Reproduce, from the lines below, exactly the stretch that begins at the line containing "RainbowMango, line 132: I'm" and ends at the line containing "For example, let's", both included.

*** Begin section ***

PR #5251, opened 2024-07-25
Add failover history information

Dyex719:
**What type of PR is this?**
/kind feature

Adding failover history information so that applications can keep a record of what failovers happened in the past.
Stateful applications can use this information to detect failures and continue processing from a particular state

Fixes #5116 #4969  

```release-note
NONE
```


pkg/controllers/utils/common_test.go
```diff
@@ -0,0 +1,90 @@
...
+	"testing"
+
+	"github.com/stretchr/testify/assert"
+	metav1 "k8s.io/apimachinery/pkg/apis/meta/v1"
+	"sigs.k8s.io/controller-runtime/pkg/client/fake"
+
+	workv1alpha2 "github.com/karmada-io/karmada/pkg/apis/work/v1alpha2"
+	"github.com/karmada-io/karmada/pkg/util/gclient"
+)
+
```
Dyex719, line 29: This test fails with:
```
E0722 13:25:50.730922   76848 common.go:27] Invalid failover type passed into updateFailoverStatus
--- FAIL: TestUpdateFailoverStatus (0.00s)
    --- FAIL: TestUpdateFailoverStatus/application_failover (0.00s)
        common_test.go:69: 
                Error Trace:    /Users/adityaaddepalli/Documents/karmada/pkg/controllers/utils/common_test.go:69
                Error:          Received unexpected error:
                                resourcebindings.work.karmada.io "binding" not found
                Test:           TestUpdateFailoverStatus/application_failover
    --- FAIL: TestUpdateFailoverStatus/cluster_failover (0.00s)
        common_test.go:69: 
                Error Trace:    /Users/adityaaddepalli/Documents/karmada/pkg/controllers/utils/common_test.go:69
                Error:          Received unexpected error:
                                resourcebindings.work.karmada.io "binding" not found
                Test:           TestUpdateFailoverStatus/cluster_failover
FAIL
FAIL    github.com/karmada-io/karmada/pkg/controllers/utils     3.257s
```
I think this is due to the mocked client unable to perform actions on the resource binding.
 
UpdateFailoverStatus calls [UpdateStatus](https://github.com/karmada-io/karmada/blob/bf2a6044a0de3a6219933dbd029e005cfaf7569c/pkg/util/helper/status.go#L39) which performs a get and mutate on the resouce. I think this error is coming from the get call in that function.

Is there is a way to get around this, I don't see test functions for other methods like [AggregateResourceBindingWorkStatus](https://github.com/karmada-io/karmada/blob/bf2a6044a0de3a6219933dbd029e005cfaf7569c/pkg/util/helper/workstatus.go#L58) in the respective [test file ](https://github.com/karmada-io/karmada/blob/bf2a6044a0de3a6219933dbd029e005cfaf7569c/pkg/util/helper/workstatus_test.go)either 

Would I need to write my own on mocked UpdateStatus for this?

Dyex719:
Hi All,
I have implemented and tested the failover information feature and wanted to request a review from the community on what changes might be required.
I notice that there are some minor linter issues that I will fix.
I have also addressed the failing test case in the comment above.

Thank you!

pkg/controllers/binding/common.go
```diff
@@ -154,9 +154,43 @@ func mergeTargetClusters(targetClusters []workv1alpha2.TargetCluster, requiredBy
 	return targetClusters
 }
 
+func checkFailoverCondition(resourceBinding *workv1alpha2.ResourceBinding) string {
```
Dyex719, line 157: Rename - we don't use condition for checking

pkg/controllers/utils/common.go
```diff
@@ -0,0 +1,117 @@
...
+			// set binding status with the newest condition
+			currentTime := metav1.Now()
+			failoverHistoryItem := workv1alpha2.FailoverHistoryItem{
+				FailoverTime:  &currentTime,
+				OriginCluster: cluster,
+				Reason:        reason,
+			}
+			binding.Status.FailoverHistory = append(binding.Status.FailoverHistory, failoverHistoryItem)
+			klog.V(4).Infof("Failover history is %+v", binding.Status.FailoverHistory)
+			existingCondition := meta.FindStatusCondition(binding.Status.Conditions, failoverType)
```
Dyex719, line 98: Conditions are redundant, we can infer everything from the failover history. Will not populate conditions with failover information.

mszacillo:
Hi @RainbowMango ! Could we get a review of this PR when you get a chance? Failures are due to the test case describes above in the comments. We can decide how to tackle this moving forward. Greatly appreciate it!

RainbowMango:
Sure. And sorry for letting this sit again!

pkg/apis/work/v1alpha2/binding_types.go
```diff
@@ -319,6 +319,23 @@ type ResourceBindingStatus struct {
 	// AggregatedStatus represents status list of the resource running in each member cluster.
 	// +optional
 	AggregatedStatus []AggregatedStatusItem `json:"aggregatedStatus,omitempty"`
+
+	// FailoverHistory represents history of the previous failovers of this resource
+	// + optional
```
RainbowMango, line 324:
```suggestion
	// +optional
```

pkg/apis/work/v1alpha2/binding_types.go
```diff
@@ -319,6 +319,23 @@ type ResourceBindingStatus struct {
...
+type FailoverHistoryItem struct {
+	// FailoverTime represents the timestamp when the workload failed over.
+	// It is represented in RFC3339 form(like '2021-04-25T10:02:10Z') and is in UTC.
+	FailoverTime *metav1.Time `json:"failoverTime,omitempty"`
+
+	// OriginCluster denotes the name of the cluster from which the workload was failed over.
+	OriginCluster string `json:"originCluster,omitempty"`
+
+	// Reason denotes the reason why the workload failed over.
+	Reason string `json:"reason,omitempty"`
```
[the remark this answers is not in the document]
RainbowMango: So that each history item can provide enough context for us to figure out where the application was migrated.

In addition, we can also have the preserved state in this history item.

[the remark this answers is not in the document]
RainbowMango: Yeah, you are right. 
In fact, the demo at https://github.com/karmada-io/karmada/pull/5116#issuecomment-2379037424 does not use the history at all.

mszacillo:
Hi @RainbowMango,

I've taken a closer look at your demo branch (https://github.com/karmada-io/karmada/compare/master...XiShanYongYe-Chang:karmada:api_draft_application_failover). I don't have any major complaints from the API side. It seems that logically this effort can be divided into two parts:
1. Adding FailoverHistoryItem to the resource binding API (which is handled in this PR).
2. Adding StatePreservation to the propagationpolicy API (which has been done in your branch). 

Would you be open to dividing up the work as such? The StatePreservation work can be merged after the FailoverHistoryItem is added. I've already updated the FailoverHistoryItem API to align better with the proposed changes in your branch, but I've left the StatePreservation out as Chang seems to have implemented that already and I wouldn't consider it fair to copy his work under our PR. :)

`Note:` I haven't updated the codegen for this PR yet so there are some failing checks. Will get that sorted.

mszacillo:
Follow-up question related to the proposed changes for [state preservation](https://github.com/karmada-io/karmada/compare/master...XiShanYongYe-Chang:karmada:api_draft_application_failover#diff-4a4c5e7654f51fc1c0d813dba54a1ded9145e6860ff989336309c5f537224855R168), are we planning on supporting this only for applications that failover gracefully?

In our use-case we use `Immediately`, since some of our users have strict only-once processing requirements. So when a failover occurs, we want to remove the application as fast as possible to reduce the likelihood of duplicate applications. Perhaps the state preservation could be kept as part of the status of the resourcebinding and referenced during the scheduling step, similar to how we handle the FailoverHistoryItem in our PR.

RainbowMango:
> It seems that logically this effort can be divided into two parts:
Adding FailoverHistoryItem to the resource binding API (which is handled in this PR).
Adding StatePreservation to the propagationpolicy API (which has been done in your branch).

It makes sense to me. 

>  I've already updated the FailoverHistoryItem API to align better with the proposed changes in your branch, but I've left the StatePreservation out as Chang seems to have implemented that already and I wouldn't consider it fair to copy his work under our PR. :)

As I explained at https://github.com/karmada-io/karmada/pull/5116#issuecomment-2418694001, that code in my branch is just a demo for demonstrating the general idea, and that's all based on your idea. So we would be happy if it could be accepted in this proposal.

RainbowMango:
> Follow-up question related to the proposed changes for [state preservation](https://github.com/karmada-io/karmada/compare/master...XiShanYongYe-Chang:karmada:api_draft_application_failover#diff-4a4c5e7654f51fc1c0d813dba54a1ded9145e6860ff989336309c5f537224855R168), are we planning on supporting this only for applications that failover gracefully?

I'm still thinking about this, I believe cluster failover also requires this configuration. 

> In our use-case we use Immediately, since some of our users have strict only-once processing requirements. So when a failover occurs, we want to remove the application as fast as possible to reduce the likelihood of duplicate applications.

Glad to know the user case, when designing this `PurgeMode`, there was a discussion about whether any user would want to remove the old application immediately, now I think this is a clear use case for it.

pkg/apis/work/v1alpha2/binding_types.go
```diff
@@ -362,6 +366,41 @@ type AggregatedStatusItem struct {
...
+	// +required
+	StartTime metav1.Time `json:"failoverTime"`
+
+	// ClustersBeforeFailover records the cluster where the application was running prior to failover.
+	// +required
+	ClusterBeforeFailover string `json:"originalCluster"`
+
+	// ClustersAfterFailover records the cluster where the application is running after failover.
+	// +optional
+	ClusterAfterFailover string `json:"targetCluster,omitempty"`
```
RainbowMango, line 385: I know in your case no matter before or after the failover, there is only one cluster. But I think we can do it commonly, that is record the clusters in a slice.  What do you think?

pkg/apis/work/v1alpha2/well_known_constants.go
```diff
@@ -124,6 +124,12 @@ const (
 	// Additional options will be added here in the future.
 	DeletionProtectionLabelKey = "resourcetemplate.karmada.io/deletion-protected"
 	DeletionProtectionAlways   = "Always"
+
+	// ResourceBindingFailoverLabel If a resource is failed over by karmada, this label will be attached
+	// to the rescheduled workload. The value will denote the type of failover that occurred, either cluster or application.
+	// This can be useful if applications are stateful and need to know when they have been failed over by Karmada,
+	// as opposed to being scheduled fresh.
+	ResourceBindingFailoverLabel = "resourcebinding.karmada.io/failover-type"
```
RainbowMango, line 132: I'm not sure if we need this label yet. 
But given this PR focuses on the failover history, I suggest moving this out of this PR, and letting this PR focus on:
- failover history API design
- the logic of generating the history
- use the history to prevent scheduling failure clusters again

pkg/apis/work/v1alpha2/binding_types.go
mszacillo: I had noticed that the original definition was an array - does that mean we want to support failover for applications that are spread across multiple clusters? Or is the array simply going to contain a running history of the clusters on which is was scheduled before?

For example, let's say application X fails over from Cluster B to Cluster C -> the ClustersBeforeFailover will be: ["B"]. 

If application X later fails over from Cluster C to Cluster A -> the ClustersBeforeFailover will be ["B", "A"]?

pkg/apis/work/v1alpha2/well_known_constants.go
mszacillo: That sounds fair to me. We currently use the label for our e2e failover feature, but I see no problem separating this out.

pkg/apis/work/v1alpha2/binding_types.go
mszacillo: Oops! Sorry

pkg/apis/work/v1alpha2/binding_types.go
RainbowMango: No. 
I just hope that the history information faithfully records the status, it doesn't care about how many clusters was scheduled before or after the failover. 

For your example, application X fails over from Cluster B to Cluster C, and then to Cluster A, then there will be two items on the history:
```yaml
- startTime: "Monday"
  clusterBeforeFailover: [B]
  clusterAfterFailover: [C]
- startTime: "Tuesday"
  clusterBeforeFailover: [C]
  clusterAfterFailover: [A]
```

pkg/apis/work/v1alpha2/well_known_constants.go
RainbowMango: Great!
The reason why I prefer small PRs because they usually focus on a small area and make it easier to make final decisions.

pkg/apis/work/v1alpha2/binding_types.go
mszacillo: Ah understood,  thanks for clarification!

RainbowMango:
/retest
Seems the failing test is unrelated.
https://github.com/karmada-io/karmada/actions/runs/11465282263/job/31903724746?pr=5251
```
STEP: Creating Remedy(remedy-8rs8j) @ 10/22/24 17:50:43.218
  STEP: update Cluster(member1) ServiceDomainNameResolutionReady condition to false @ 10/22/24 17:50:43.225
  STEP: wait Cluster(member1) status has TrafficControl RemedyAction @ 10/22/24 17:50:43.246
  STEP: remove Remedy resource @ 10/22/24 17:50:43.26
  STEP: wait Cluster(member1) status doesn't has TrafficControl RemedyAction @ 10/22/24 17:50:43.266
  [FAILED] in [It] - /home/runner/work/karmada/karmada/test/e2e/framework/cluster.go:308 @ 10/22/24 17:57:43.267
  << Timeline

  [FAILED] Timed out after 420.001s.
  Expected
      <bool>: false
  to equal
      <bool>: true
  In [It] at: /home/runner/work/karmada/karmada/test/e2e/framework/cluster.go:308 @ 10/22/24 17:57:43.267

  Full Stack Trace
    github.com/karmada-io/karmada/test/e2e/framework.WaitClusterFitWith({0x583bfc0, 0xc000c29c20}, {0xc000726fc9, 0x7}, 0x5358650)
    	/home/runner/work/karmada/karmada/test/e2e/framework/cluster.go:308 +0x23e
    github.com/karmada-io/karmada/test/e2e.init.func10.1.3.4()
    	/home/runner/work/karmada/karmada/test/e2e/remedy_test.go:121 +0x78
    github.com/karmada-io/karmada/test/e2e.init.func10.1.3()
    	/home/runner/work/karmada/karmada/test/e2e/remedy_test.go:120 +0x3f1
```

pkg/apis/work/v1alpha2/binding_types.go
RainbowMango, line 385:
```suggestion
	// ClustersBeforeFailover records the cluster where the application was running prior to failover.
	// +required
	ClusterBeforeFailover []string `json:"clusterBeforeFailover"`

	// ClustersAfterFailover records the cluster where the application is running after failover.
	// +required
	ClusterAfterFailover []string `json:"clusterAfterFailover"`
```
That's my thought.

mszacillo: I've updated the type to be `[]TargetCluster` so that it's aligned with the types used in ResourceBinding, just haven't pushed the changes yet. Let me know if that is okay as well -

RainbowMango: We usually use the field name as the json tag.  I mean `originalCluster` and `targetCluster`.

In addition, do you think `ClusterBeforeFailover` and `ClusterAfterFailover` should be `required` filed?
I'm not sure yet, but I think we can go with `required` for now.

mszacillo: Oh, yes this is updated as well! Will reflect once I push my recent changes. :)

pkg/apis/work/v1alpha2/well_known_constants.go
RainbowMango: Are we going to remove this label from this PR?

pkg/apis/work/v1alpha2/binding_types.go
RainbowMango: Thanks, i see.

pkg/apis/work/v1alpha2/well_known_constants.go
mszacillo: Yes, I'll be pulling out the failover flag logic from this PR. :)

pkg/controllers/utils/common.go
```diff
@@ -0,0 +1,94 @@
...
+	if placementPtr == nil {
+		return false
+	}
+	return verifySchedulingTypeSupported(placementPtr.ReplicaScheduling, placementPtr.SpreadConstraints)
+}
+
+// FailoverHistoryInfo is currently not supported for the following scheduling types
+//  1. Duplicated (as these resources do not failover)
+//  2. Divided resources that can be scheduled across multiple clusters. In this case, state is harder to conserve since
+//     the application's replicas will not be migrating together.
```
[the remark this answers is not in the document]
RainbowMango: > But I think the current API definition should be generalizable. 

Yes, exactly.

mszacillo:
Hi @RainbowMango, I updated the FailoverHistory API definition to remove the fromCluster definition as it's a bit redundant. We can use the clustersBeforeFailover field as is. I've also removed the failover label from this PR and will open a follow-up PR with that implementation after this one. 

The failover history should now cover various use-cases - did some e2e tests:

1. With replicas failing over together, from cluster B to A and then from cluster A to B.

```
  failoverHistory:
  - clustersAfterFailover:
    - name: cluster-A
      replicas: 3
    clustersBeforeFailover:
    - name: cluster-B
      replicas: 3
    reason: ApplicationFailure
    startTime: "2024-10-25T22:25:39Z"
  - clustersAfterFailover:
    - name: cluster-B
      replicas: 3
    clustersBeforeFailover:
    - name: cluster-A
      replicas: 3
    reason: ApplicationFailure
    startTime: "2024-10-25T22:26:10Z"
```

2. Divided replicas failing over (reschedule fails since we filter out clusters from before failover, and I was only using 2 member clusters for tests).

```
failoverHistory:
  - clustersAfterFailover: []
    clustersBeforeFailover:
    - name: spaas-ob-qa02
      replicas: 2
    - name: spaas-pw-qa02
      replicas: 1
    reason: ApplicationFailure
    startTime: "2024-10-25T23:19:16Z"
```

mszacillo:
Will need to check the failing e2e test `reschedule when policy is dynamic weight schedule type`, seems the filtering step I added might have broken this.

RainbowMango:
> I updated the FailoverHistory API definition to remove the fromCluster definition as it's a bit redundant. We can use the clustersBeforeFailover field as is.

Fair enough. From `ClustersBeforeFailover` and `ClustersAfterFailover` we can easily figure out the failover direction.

*** End section ***

**Response to the exercise:**
RainbowMango, line 132: I'm not sure if we need this label yet. 
But given this PR focuses on the failover history, I suggest moving this out of this PR, and letting this PR focus on:
- failover history API design
- the logic of generating the history
- use the history to prevent scheduling failure clusters again

pkg/apis/work/v1alpha2/binding_types.go
mszacillo: I had noticed that the original definition was an array - does that mean we want to support failover for applications that are spread across multiple clusters? Or is the array simply going to contain a running history of the clusters on which is was scheduled before?

For example, let's say application X fails over from Cluster B to Cluster C -> the ClustersBeforeFailover will be: ["B"]. 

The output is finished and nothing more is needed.